L’infertilité sur la scène publique

Les praticiens (médecins, gynécologues, urologues, andrologues, généticiens, psychothérapeutes, etc.) ont occupé, depuis 30 ans, une place centrale dans le traitement et la diffusion de l’information relative à l’infertilité. L’Assistance Médicale à la Procréation (AMP) s’est banalisée et les enfants issus d’une aide médicale à la procréation (allant de la stimulation ovarienne aux techniques plus lourdes) sont de plus en plus nombreux : un à deux enfants par classe en écoles élémentaires (de La Rochebrochard, 2008). Il est, par ailleurs, scientifiquement établi que les hommes, aussi bien que les femmes, sont responsables des problèmes de fertilité dans le couple (de La Rochebrochard, 2001).

Peu à peu, la notion de « femmes infertiles » perd du terrain et, dans les protocoles d’AMP, les dossiers médicaux commencent à intégrer le nom des hommes. Pourtant, les messages portant sur la fertilité, véhiculés par le monde médical et repris par les médias, ciblent encore principalement les femmes. Il s’agit le plus souvent de messages d’alerte quant à leur âge, tels que : « Envie de bébé, n’attendez pas ! », de messages psychologisants, mais aussi hygiénistes. Ils visent à rappeler les femmes à l’optimisation de leurs « performances » de génitrices et de gestatrices : on leur conseille la « zen attitude », la détente, le sport, la sobriété ou les médecines parallèles. 

Le traitement de l’information relative à la fertilité des hommes est moins visible, moins systématique, et renvoie souvent à la notion de « qualité » à travers les débats actuels autour de la baisse de la qualité du sperme. Si la notion « d’hommes infertiles » a fait couler beaucoup moins d’encre que celle de « femmes infertiles », les débats relatifs à la qualité du sperme sont, à l’heure actuelle, largement médiatisés. Les sciences « dures » sont fortement mobilisées avec la diffusion de résultats de recherches  documentant cette baisse de la qualité du sperme du fait de nombreux perturbateurs endocriniens présents dans l’environnement et dans l’alimentation, qui participeraient à la baisse de la fertilité humaine actuellement étudiée. 

Le traitement médiatique de l’infertilité va très souvent dans le sens d’une psychologisation et d’une responsabilisation pour les femmes, alors qu’il met en avant des causes environnementales, extérieures, pour les hommes. Si la mise au jour de l’existence de l’infertilité des hommes a établi le partage des responsabilités au sein du couple (Thonneau et al., 1991), le développement des traitements médicaux de l’infertilité des hommes par fécondation in vitro avec injection intra-cytoplasmique de spermatozoïdes (FIV ICSI) a deux conséquences majeures sur les parcours en infertilité des couples. Tout d’abord, cette technique entretient les manipulations du corps des femmes puisqu’il s’agit d’une FIV dont les protocoles médicaux sont particulièrement lourds. 

Elle est cependant la principale technique mise en œuvre et représente plus de la moitié des naissances qui ont suivi une assistance médicale en 2009 : 38 % pour les FIV avec micro-injection et 20 % pour les FIV classiques (Agence de la biomédecine, 2011). Ensuite, elle entretient la priorité accordée à la filiation « biologique » des deux parents puisqu’elle est nettement plus utilisée que l’insémination artificielle avec un sperme de donneur (intervention médicale beaucoup moins lourde pour les femmes puisqu’elle ne requiert pas de ponction d’ovocyte et donc pas d’acte chirurgical). 

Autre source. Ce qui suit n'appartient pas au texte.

PR #270, opened 2019-06-14
Support check_database_platform option

andrew-demb:
Since doctrine/migrations 2.1.0 (https://github.com/doctrine/migrations/pull/784) version there are new option `check_database_platform`.

I added support for this option.

My questions:
1) Should I specify in doc comment about `available since version`?
2) PR should be to master, or 2.0 branch? **master**
3) Should I update composer dependencies, or increase minimal `doctrine/migrations` version to `^2.1` to avoid `method_exists` check? **Yes**

### DIFF
--- a/Command/DoctrineCommand.php
+++ b/Command/DoctrineCommand.php
@@ -85,6 +85,7 @@ abstract class DoctrineCommand extends BaseCommand
         $configuration->setMigrationsColumnLength($container->getParameter('doctrine_migrations.column_length'));
         $configuration->setMigrationsExecutedAtColumnName($container->getParameter('doctrine_migrations.executed_at_column_name'));
         $configuration->setAllOrNothing($container->getParameter('doctrine_migrations.all_or_nothing'));
+        $configuration->setCheckDatabasePlatform($container->getParameter('doctrine_migrations.check_database_platform'));
 
         // Migrations is not register from configuration loader
         if (! ($configuration instanceof AbstractFileConfiguration)) {
--- a/DependencyInjection/Configuration.php
+++ b/DependencyInjection/Configuration.php
@@ -50,6 +50,7 @@ class Configuration implements ConfigurationInterface
                 ->scalarNode('all_or_nothing')->defaultValue(false)->end()
                 ->scalarNode('name')->defaultValue('Application Migrations')->end()
                 ->scalarNode('custom_template')->defaultValue(null)->end()
+                ->scalarNode('check_database_platform')->defaultValue(true)->end()
                 ->scalarNode('organize_migrations')->defaultValue(false)
                     ->info('Organize migrations mode. Possible values are: "BY_YEAR", "BY_YEAR_AND_MONTH", false')
                     ->validate()
--- a/Resources/config/schema/doctrine_migrations-1.0.xsd
+++ b/Resources/config/schema/doctrine_migrations-1.0.xsd
@@ -15,6 +15,7 @@
             <xsd:attribute name="all_or_nothing" type="xsd:boolean" />
             <xsd:attribute name="name" type="xsd:string" />
             <xsd:attribute name="custom_template" type="xsd:string" />
+            <xsd:attribute name="check_database_platform" type="xsd:boolean" />
             <xsd:attribute name="organize-migrations">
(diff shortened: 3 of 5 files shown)


andrew-demb:
CI failed due to phpstan issue - unknown `setCheckDatabasePlatform` method.

Command/DoctrineCommand.php
```diff
@@ -99,6 +99,10 @@ public static function configureMigrations(ContainerInterface $container, Config
             $configuration->setCustomTemplate($container->getParameter('doctrine_migrations.custom_template'));
         }
 
+        if (method_exists($configuration, 'isDatabasePlatformChecked')) {
```
SenseException: Shouldn't this check for `setCheckDatabasePlatform()`?

andrew-demb: I don't know flow for similar issues, so I just follow the same style as above (custom template).

I can change check to `setCheckDatabasePlatform` if you prefer.

SenseException: The one above is also using the checked method name `getCustomTemplate()` in the if-block. There would still be a `empty($configuration->getCustomTemplate())` even if the method was available in all versions of `$configuration`.

If you check for an existing method `isDatabasePlatformChecked()`, shouldn't this method be called and checked for `true` or `false` in the if-block too? If `isDatabasePlatformChecked()` is not relevant to be called, you have to check if the method `setCheckDatabasePlatform()` exists.

andrew-demb: Changed to check `set-` method.

Command/DoctrineCommand.php
```diff
@@ -99,6 +99,10 @@ public static function configureMigrations(ContainerInterface $container, Config
             $configuration->setCustomTemplate($container->getParameter('doctrine_migrations.custom_template'));
         }
 
+        if (method_exists($configuration, 'setCheckDatabasePlatform')) {
```
greg0ire: Why not bump the constraint to 2.1.0 instead of using such conditionals?

andrew-demb: It was one of my questions in PR description.

greg0ire: Oh right, sorry! Well you know my opinion now.

greg0ire:
> PR should be to master, or 2.0 branch?

There is no BC-break, so 2.0 is good.

alcaeus:
Just for the record: as this is a new feature (and not a bugfix) it should go into the master branch for release in the next minor version. Also, bumping a dependency version in a patch release also shouldn’t happen. Please re-target the PR to the master branch, which also means that we can safely bump the library dependency version. Thanks!

greg0ire:
Looks like I'm not 100% familiar with the workflow right now :sweat_smile:

andrew-demb:
Rebased to master.

Command/DoctrineCommand.php
SenseException: You removed the `method_exists` for `setCheckDatabasePlatform()`. Did you find out that checking if this method exists isn't needed?

andrew-demb: It's not needed now, because I increase minimal `doctrine/migrations` version to 2.1

SenseException:
On a side-note: The configurations don't validate the input (e.g. if a config expectes a boolean value), but this should be done in a separate PR.

andrew-demb:
Rebased again to avoid travis failure (previously cs checks failed for unrelated files)

alcaeus:
@goetas with a new major coming up, I believe this should re-target the last 2.x release instead. Can I let you handle rebasing the PR when you revisit the bundle? Thanks!

goetas:
This has already been implemented in . @andrew-demb  are you interested in rebasing this for 2.x on top of the `2.3.x` branch?

andrew-demb:
Rebased to latest `2.1.x` (@alcaeus I can't find `2.3.x` branch, as you mention in https://github.com/doctrine/DoctrineMigrationsBundle/pull/270#issuecomment-576212358)

goetas:
Targeting 2.2 since this is a new feature

goetas:
Thanks @andrew-demb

En France, les enfants nés suite à une AMP sont issus massivement des gamètes des deux parents : 94 % des 22 000 enfants nés après une AMP en 2009 ont été « conçus » en intraconjugal (Agence de la Biomédecine, 2011) ; seuls 6 % des enfants sont issus d’une technique ayant fait intervenir un don, presque exclusivement de sperme, et le recours au don n’est envisagé qu’après échec des techniques en intraconjugal (Jouannet 2009) et en cas d’infertilité irréversible du (de la) conjoint(e) « défaillant(e) » ; le recours au double don (sperme et ovocytes) pour un même couple est, quant à lui, interdit.